The first concerns the cost of active abilities. Special techniques linked to individual weapon categories have an increased action point cost compared to the basic attack, to the point that in practice it is almost always more efficient to rely on automatic attack in real-time with pause. It's not a complexity issue: it's that the risk-reward ratio never justifies the use of abilities in standard situations. The tactical system exists on paper, but the game never creates the conditions to make it necessary.

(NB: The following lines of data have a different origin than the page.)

PR #525, opened 2017-04-11
Rename containers to .JSX file extension

jvoll:
**JIRA**: small part of https://mobify.atlassian.net/browse/WEB-1224
 **Linked PRs**: none

## Changes
- Rename all files that contain JSX to have `.jsx` file extension
- Necessary config changes to make webpack happy as a result of this change
- Fix an unrelated bug in PLP where we don't detect the "no products for category" situation correctly and instead just load indefinitely

## How to test-drive this PR
- Run `npm run dev`
- Verify everything works as per usual
- Go to a PLP with no products in the category such as "new arrivals". Previously this would have showed skeletons forever, now it should show the no results message.


web/webpack/base.onboarding.js
```diff
@@ -19,7 +19,7 @@ module.exports = {
     module: {
         rules: [
             {
-                test: /\.js$/,
+                test: /\.jsx?$/,
```
jvoll: Sure, I'll make that change in the place I copied this from too 😉

PR #528, opened 2017-04-11
[Integration Manager] Product Schema Refactor

DanielBrookRoberge:
This PR refactors the app to follow the Product schema as discussed yesterday. It includes the typechecking work, and typechecks the product response payloads. 

This is a wide-ranging refactor, touching the commands and parsers for both PDP and PLP, the components and selectors for both PDP and PLP, and some of the PDP actions. In the process, I found some bugs that I fixed

Future work:
 - Move many product-related selectors into the `store/products` directory in preparation for moving to the SDK
- Stub out type checking in production

 **JIRA**: https://mobify.atlassian.net/browse/WEBDATA-10

## Changes
- Implement Product schema typechecking with `runtypes`
- Modify connectors to return data that matches the schema
- Modify components and selectors to use the new data format
- Modify PDP actions to use the new selectors
- Modify the variation command to use the new data.
- Never store `null` in sessionStorage for the authorization value
- Fix validation of variations in the add to cart action

## How to test-drive this PR
- Preview on both Merlin's and Demandware connectors
- Check that the PDP and PLP render correctly
- Check that the variation form on the PDP works correctly
- Check that the add to cart button correctly validates the variation form.


web/app/integration-manager/products/types.js
```diff
@@ -0,0 +1,74 @@
...
+
+const VariationCategory = Runtypes.Record({
+    id: Identifier,
+    label: Text,
+    values: Runtypes.Array(Option)
+})
+
+const Variation = Runtypes.Record({
+    id: Identifier,
+    values: Runtypes.Dictionary(Identifier, Identifier)
```
jeremywiebe: Given that "typedef"s are so easy to create, could we further typedef `Identifier` to have things like `ProductIdentifier` and `VariationCategoryIdentifier` so that something like this dictionary is obvious what is a valid key and what's a valid value?

PR #532, opened 2017-04-13
Move product selectors out of the product details branch

DanielBrookRoberge:
This PR separates the selectors for the product information in the store from the selectors for the product details UI data. 

 **JIRA**: N/A (but found while working on https://mobify.atlassian.net/browse/WEBDATA-10)

## Changes
- Move product selectors to `app/store/products/selectors.js` so they aren't so tied to the ProductDetails container.

## How to test-drive this PR
- Preview and see that nothing has changed.

### DIFF
--- a/web/app/containers/product-details/actions.js
+++ b/web/app/containers/product-details/actions.js
@@ -3,8 +3,8 @@ import {createAction} from 'progressive-web-sdk/dist/utils/action-creation'
 import {SubmissionError} from 'redux-form'
 import {createPropsSelector} from 'reselect-immutable-helpers'
 
-import * as selectors from './selectors'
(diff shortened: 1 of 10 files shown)


web/app/containers/product-details/actions.js
```diff
@@ -5,6 +5,7 @@ import {createPropsSelector} from 'reselect-immutable-helpers'
 
 import * as selectors from './selectors'
```
jeremywiebe: What do you think about updating these imports also to avoid importing the entire namespace and just the named exports we use?

DanielBrookRoberge: I've definitely been doing that piecemeal as we work on this. I can definitely do that here too.

PR #534, opened 2017-04-17
[Integration Manager] Recover from stale session data

DanielBrookRoberge:
If a tab with the site is left open for long enough, the data in `sessionStorage` will no longer be recognized by the backend. This PR detects the error conditions and retries without the stale data. 

 **JIRA**: N/A (discovered during https://mobify.atlassian.net/browse/WEBDATA-10)

## Changes
- If the auth token refresh fails, start over with a new token
- If the cart is missing, create a new one

## How to test-drive this PR
- Leave a tab open with the Demandware Merlin's long enough for the token to get stale
- Reload and see that there are no auth errors in the console.


web/app/integration-manager/_demandware-connector/cart/utils.js
```diff
@@ -71,10 +71,13 @@ export const parseAndReceiveCartResponse = (responseJSON) => (dispatch, getState
 
 export const requestCartData = () => {
     return createBasket()
-        .then((basketID) => {
-            const options = {
-                method: 'GET'
+        .then((basketID) => makeDemandwareRequest(`${API_END_POINT_URL}/baskets/${basketID}`, {method: 'GET'}))
+        .then((response) => {
+            if (!response.ok) {
```
jeremywiebe: When we talked I think this is the spot we decided we should check the status code just to sure.

web/app/integration-manager/_demandware-connector/cart/utils.js
```diff
@@ -71,10 +71,13 @@ export const parseAndReceiveCartResponse = (responseJSON) => (dispatch, getState
...
+                // Our basket has expired, clear and start over
+                deleteBasketID()
+                return requestCartData()
```
jnurse: I agree, in fact I think I briefly tried setting up something similar at one point and got stuck in said loop. 😿

jeremywiebe: Might be a great place for the [Circuit Breaker](https://martinfowler.com/bliki/CircuitBreaker.html) pattern! :D

DanielBrookRoberge: I think I'll just switch to an explicit 404 check and add a `noRetry` flag for the second time through.

web/app/integration-manager/_demandware-connector/cart/utils.js
```diff
@@ -69,12 +69,18 @@ export const parseAndReceiveCartResponse = (responseJSON) => (dispatch, getState
         .then((basketData) => dispatch(receiveCartContents(basketData)))
 }
 
-export const requestCartData = () => {
+export const requestCartData = (noRetry) => {
```
jeremywiebe: The call sites for `requestCartData` don't seem to be passing any parameters when they call this function. Is this using some ES6 to default in some way?

DanielBrookRoberge: No, just old-school Javascript (since `undefined` is falsy)

web/app/integration-manager/_demandware-connector/cart/utils.js
```diff
@@ -69,12 +69,18 @@ export const parseAndReceiveCartResponse = (responseJSON) => (dispatch, getState
...
-                method: 'GET'
+        .then((basketID) => makeDemandwareRequest(`${API_END_POINT_URL}/baskets/${basketID}`, {method: 'GET'}))
+        .then((response) => {
+            if (response.status === 404) {
+                if (noRetry) {
+                    throw new Error('Cart not found')
+                }
+                // Our basket has expired, clear and start over
+                deleteBasketID()
+                return requestCartData()
```
jeremywiebe: I think we want `requestCartData(true)` here right?

DanielBrookRoberge: Yup! Will fix.

PR #536, opened 2017-04-17
[Integration Manager] Don't parse for the footer anymore

DanielBrookRoberge:
This PR builds in the navigation links for the footer. While doing this I noticed that the newsletter form data in the Redux store was unused so I removed that too. 

 **JIRA**: N/A

## Changes
- Build in the links for the footer
- Remove footer parser and corresponding actions, selectors, and reducer lines.
- No longer disable the newsletter form while waiting for the data.

## How to test-drive this PR
- Run `npm run dev`
- See that the footer is still full of links.


web/app/containers/footer/partials/footer-navigation.jsx
```diff
@@ -1,39 +1,33 @@
-import React, {PropTypes} from 'react'
-import {createPropsSelector} from 'reselect-immutable-helpers'
-import * as selectors from '../selectors'
-import {connect} from 'react-redux'
+import React from 'react'
```
jeremywiebe: `React` doesn't seem to be used in this file any longer.

web/app/containers/footer/partials/footer-newsletter-subscription.jsx
```diff
@@ -1,40 +1,32 @@
...
-    newsletter: selectors.getNewsletter
-})
-
 const mapDispatchToProps = {
     onSubmit: actions.signUpToNewsletter
 }
 
 export default connect(
-    mapStateToProps,
+    null,
```
jeremywiebe: What does this `null` represent?

web/app/containers/footer/partials/footer-navigation.jsx
DanielBrookRoberge: The `React` object needs to be in scope wherever there is JSX, since it transpiles to `React.createElement` calls. It's not automatic to be independent of the import mechanism in use.

web/app/containers/footer/partials/footer-newsletter-subscription.jsx
DanielBrookRoberge: The null means no `mapStateToProps` function; we need it since there's still a `mapDispatchToProps` parameter.

DanielBrookRoberge:
The submit action seems to be broken on the `integration-manager` branch, too; guess now's the time to fix it up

The second problem concerns the ability point budget. Swordhaven adopts a classless system where stats and abilities develop freely, but the number of points available at each level, already scarce on normal difficulty, is not enough to build a character competent in both combat and social interactions. The result is that those who invest in dialogues, intimidation, or persuasion struggle in encounters, and vice versa. The scarcity of ability points is not a design choice that encourages specialization: it is a calibration flaw that reduces options instead of enhancing them. The difficulty, which can be changed at any time during the game, adds ability points per level on easier settings, but empties the initial choice of meaning.
Heavy armor and shields further aggravate the warrior's position, imposing penalties on initiative and mobility that are rarely compensated by flat damage reduction. The only phase in which heavy melee builds show some utility is the initial one, when companions are not yet available and space control is worth more than damage per turn. But companions arrive late, later than the rhythm of random encounters would suggest, and in the early part of the game, the incomplete party is under pressure for which it is not yet equipped.
Patch 1.1 introduces new legendary items purchasable from merchants in the Beggars Corner and Kirzaka Castle areas, a village in the inner plains. These equipment offer higher stats than what was available at launch, but they do not address the root of the problem: they are vertical improvements that amplify the strengths of already strong builds without rebalancing weak ones. One correction, however, deserves full recognition: the group calculation for skill tests on the world map, which now considers the entire party instead of just the protagonist, substantially changes party building and makes it legitimate to delegate medicine, lockpicking, and outdoor survival to companions. It is worth noting, however, that some of these companions can only be obtained by completing certain tasks precisely: at least two recruitable figures in the second half of the game can be permanently lost due to dialogue choices or quest sequences not followed in the correct order.
Technically impeccable for what it offers
Swordhaven is not a demanding title. The fixed isometric view and moderate geometries leave the RTX 4060 very little to do: on the test configuration with SSD and ultrawide 21:9 monitor, the frame rate stably exceeds one hundred frames per second without perceptible stuttering, even in the most crowded encounters. Those with an older card will get the same experience.
Native and functional 21:9 support is present, but the interface betrays its original design: status bars, quick buttons, and information panels maintain spacing designed for 16:9, leaving noticeable side gaps in long sessions. No impact on gameplay, but it is a missed refinement.
Dynamic building transparency, introduced by the patch, however, solves a concrete problem: roofs and walls now fade when the group is indoors, eliminating the situational blindness that at launch forced camera rotation during indoor encounters. Sporadic crashes remain when loading some areas on the world map, without an identifiable systematic cause. The frequency is low, recovery via SSD is fast, but the flaw is still there.